Play as Symbol of the World

Stuart Elden

Notre Dame Philosophical Reviews

2016-11-14

“The inspiration for the whole work can perhaps be found in Heraclitus’s fragment which declares that aion, which Fink renders as Weltlauf, ‘course of the world’, is ‘like a child playing a game’ (i.e. p. 51). The game, or play – Spiel – is the theme throughout this work, though regularly related back to the world, and the human-world relation. As he states, “Our question concerning play is led by a fundamental philosophical problem. This problem is the relation between the human being and the world” (p. 80).”

“Fink’s mode of operating in this work is to think about the question of play in relation to myth, ritual and philosophy. Along the way, he discusses sport, cults, theatre and theology, among other themes. He makes a clear case that play has been neglected as a philosophical topic, and seen as trivial. He insists on its fundamental nature and its parallel importance to other topics: “Play has an extraordinary status in its being an existential basic phenomenon, just as primordial as mortality, love, work, and struggle” (p. 204).”

“He suggests that it has tended to be devalued by the tradition as mimesis, as imitation or copy. Fink thus thinks about play from multiple perspectives, from the play of children to the play of the world, which he characterizes as ‘a game without a player’ (p. 206).”

“To understand play we must understand the world, and to understand the world as play we gain insight into the world. Play, despite its importance, is subordinate to that wider philosophical project. Fink accepts that the history of Western metaphysics has long treated the problem of the world, but he makes the argument that this has been in a way that pluralizes it, “a title for realms of Being, for dimensions of different things” (p. 192).”

“Fink is attempting to grasp a broader question, which he claims has been lost by these previous approaches. He is interested in the phenomena of being-worldly, the situation of being-in-the-world. This opens up questions of the totality, das All, of universality, Allgemeinheit (p. 194).”

“But this does not mean that the world is simply “an external framework around things, not a container in which they occur – like potatoes in a sack or jewels in a safe” (p. 196).”

“This is an argument which he shares with Husserl and Heidegger, and has important resonances for how we understand the world in relation to space and time, and as a challenge to Cartesian-Newtonian systems”

“Fink contends that

The human being’s position in the world is not an objective location in a space understood as a homogeneous system of positions, is not an extent of time in a constant manifold of extensions, is neither specifiable by the proximity to certain things nor by a fixed distance from a highest being, and thus does not signify any location in a hierarchy or graded architecture of all things (p. 61).”

“Fink proposes four ways of thinking the concept of worldliness: first as a characteristic of all beings and events, their intraworldliness; worldly in the second sense is the “prevailing of the world itself”, the totality of being as such; third as an essential, fundamental comportment of the human being, in their existence, in which their worldliness is more than other things; and finally as the mortal aspect of human life, compared to the eternal, the sensual, not the spiritual (pp. 198-200).”

“In the third of these Fink makes a distinction which draws on Heidegger’s 1929-30 lecture course The Fundamental Concepts of Metaphysics, suggesting that the human is more worldly than a stone, tree or animal. Fink attended this course, and encouraged Heidegger to publish it. The resulting volume, shortly after Fink’s death, was dedicated to him by Heidegger.”

“Play does not relate to all of these ways of thinking the world in the same way, and he explicitly rules out the second as being akin to human play (p. 202). But the first, third and fourth are ones to which the problem of play gives particular access. It is therefore the rationale for the detailed treatment which Fink provides.”

“Compared to Husserl and Heidegger, Fink is a much more readable writer, and the translators have done an excellent job of rendering his words into fluid English prose.”

“His 1954 course outline on ‘The Philosophical-Pedagogical Problem of Play’ offered a useful insight into the genesis of his ideas, while some of the later texts are recapitulations of the themes.”

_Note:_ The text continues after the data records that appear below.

PR #925, opened 2016-07-13
Expand list of valid log drivers

brianz:
Currently the list of valid log drivers is limited to only `json-file` and `syslog`:

https://github.com/remind101/empire/blob/5facae771b03e976e6d68437f86bdb6f6ef705c1/pkg/ecsutil/ecs.go#L243-L246

This should be at the very least expanded to include all of the valid log drivers in Docker (which I know varies by version).  At the most, this check could be taken out completely and the user can pass anything they want in...I'd expect ECS to blow up if the user passed in something invalid.

I see an argument for removing the check since it'd do away with the need to keep up with the list of valid log drivers in Docker.

Thoughts on expanding the list vs removing it @ejholmes ?

### DIFF
--- a/pkg/ecsutil/ecs.go
+++ b/pkg/ecsutil/ecs.go
@@ -240,11 +240,6 @@ func (c *limitedClient) DescribeTasks(ctx context.Context, input *ecs.DescribeTa
 	}, nil
 }
 
-var validLogDrivers = map[string]bool{
-	"json-file": true,
-	"syslog":    true,
-}
-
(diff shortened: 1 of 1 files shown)


ejholmes:
> I see an argument for removing the check since it'd do away with the need to keep up with the list of valid log drivers in Docker.

Yeah. I think unless we map the list of valid versions, to the Docker version, then there's not much point in keeping the check. I'd be in favor of just making it freeform.

brianz:
Updated PR to simply remove the check entirely @ejholmes

ejholmes:
Awesome, thanks @brianz!

PR #926, opened 2016-07-14
Update aws-sdk-go to v1.2.5

ejholmes:
This allows Empire itself to obtain IAM credentials from the ecs agent. CloudFormation doesn't yet support providing an IAM role when creating a task definition, so the `EmpirePolicy` is still assigned to the instance role in the example cloudformation stack.

Note that this PR doesn't add support for specifying an IAM role for **apps** to use.


mhahn:
👍

PR #928, opened 2016-07-14
Include template size in status message

ejholmes:
This will include the template size in the message, so there's more transparency when an app may be getting close to the CloudFormation template size limit.


phobologic:
👍

mhahn:
👍

Issue #929, opened 2016-07-14
Support providing a log level to empire


mhahn:
This would let us add more debug logging via `logger.Debug(ctx, ...)` and only enable these during dev or debugging.

ejholmes:
Someone related, I'd love to do a revamp of logging. There's some places where we use the go logger (e.g. `cmd/empire`) and some places where we use `pkg/logger`. It'd also probably be good to remove the dependency on `pkg/logger` and bring it in as `remind101/empire/logger`.

PR #930, opened 2016-07-14
Support log level

mhahn:
Fixes: https://github.com/remind101/empire/issues/929


mhahn:
It would be cool to have a standard for doing these debug messages. 

ie. i like in node that you can use: https://github.com/visionmedia/debug where each file inits a debugger with some common prefix like "http"

then all the messages are prefixed:

`http: message`

which makes it easier to see where something is coming from (ie. i usually make the prefix the filename)

ejholmes:
> It would be cool to have a standard for doing these debug messages.

I think we should be able to do that pretty easily with [CallerFileHandler](https://github.com/inconshreveable/log15/blob/03f7e3c942fe248f8dd5f5ad5e714b57ef7e419a/doc.go#L100) middleware in log15, or something similar that uses the [stack from the Record](https://github.com/inconshreveable/log15/blob/03f7e3c942fe248f8dd5f5ad5e714b57ef7e419a/doc.go#L100).

👍

mhahn:
Oh nice, I say we start with `CallerFileHandler` and see if we need the stack details

mhahn:
Should we enable this for debug only?

ejholmes:
Yeah, probably only for debug 👍

PR #933, opened 2016-07-14
Remove support for using the standard AWS::ECS::Service resource type

ejholmes:
See https://github.com/remind101/empire/pull/923#discussion_r70767122

The `Custom::ECSService` has been stable and is a better fit for Empire's usage.


mhahn:
👍 thanks!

“Fink’s works have been discussed by a wide range of people, including Jacques Derrida, Gilles Deleuze, Emmanuel Levinas, David Farrell Krell and Françoise Dastur. His influence on Greek-French philosopher Kostas Axelos is incalculable, especially in Axelos’s own masterwork Le jeu du monde [the play, or game of the world].”

“Axelos had Play as Symbol of the World translated for his Arguments series in France in 1966, along with two other works by Fink. Through Axelos, Fink would become important to Henri Lefebvre, whose own reflections on the world took a more explicitly political turn.”

“Fink is a crucial thinker in the question of the process of becoming world, the term mondialisation which Lefebvre and Axelos distinguish from the Anglophone ‘globalisation’.”

“The translators rightly note that “the writings collected here constitute the most intensive and comprehensive philosophical engagement with play in the twentieth century” (p. 1).”